[Extracted records]
———
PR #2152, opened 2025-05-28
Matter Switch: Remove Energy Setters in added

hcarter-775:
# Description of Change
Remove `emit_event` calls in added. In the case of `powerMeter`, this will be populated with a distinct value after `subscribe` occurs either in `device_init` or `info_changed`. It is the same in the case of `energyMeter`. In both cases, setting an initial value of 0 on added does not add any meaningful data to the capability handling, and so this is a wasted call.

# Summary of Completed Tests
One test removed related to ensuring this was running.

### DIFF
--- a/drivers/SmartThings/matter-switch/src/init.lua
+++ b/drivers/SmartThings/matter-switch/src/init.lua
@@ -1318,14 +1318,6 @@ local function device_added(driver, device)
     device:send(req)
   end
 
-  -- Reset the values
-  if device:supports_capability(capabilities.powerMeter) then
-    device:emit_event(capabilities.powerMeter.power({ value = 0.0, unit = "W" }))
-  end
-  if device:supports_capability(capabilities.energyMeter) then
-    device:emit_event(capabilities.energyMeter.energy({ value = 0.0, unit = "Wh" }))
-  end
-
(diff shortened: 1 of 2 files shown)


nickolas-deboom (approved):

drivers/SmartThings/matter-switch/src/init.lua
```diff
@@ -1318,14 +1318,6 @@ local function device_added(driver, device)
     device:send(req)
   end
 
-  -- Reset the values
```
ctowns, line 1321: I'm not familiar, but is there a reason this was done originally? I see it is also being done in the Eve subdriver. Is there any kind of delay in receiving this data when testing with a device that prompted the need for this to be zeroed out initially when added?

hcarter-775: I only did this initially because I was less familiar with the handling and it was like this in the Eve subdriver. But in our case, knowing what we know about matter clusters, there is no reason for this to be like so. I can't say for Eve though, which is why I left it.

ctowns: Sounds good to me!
———
▶ Activity
Go through the entries above and copy every line containing "powerMeter".

▶ Written answer
Remove `emit_event` calls in added. In the case of `powerMeter`, this will be populated with a distinct value after `subscribe` occurs either in `device_init` or `info_changed`. It is the same in the case of `energyMeter`. In both cases, setting an initial value of 0 on added does not add any meaningful data to the capability handling, and so this is a wasted call.
-  if device:supports_capability(capabilities.powerMeter) then
-    device:emit_event(capabilities.powerMeter.power({ value = 0.0, unit = "W" }))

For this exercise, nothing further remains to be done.